Fig. 1. Sample image of “Distribution Map of Ito Ignimbrite and associated deposits, Aira Caldera, Japan”

Fig. 1. Sample image of “Distribution Map of Ito Ignimbrite and associated deposits,
Aira Caldera, Japan”

Fig. 2. Close-up image of the central part of “Distribution Map of Ito Ignimbrite and associated deposits, Aira Caldera, Japan”

Fig. 2. Close-up image of the central part of “Distribution Map of Ito Ignimbrite and associated deposits, Aira Caldera, Japan”

Fig. 3.Distribution of the Aira-Tn ash fall deposit associating with the Ito Ignimbrite.

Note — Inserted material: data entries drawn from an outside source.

Issue #634, opened 2024-09-02
RequestContext not populated with context processors on async request


larrybotha:
Component's rendered via an HTTP request that use `RequestContext` are not populated with values defined in `context_processors`

---

As per [Django's `RequestContext` docs](https://docs.djangoproject.com/en/5.1/ref/templates/api/#django.template.RequestContext), `RequestContext` differs from `Context` in that it makes the configured `context_processors` available when rendering templates

The context processors are added to context when `RequestContext.bind_template` is called, and things like `csrf_token` are then made available in templates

Fig. 3. Distribution of the Aira-Tn ash fall deposit associating with the Ito Ignimbrite.

Future plan:

 GSJ plans to publish 12 distribution maps in total for the series. In 2022, the distribution map of the Shikotsu ignimbrite in Hokkaido will be published. In 2023, GSJ/AIST will publish the distribution map of the Aso 3 and 4 ignimbrites, which are the products of the largest explosive eruptions in Japan during the late Pleistocene.

Terms:

Large-scale eruption:

 Eruptions which produce more than 10 cubic kilometers of pyroclastic materials. Large-scale eruptions often produce pyroclastic flow. Some of them result in caldera collapse.

Pyroclastic flow:

 Pyroclastic flow is a fast-moving current of the mixture of hot gas, volcanic ash, and larger fragments, that flows along the ground away from a volcano. Its moving speed can reach 100 km/h. Areas covered by pyroclastic flows suffer catastrophic damage. A pyroclastic flow can be of various sizes; largest one can reach several tens of kilometers to more than 100 kilometers from the eruption site.

Ito Ignimbrite:

 One of the largest-scale ignimbrites within the late Pleistocene – Holocene in Japan. Ito ignimbrite erupted from the Aira caldera in the northern part of the Kagoshima Bay (Kinko-wan Bay) at around 30,000 years ago. The non-welded ignimbrite deposits, called “Shirasu” in local name, form large ignimbrite plateaus in Kagoshima area.

Borehole core:

 Cylinder-shaped rock samples of the materials drilled from underground. Borehole drilling is a major method for the investigation of underground geological units.

Caldera volcano:

 A caldera is a large collapse structure that forms after the emptying of a magma chamber in a massive volcanic eruption. The volcanos with a collapse caldera repeat massive eruptions.

Aira-Tn ash fall deposit:

  It is a deposit of glassy fine volcanic ash from the pyroclastic flow of the Ito Ignimbrite. Aira-Tn ash fall deposit covers over the Japanese islands. The Aira-Tn ash fall deposit is used as an important time indicator in geology and archeology.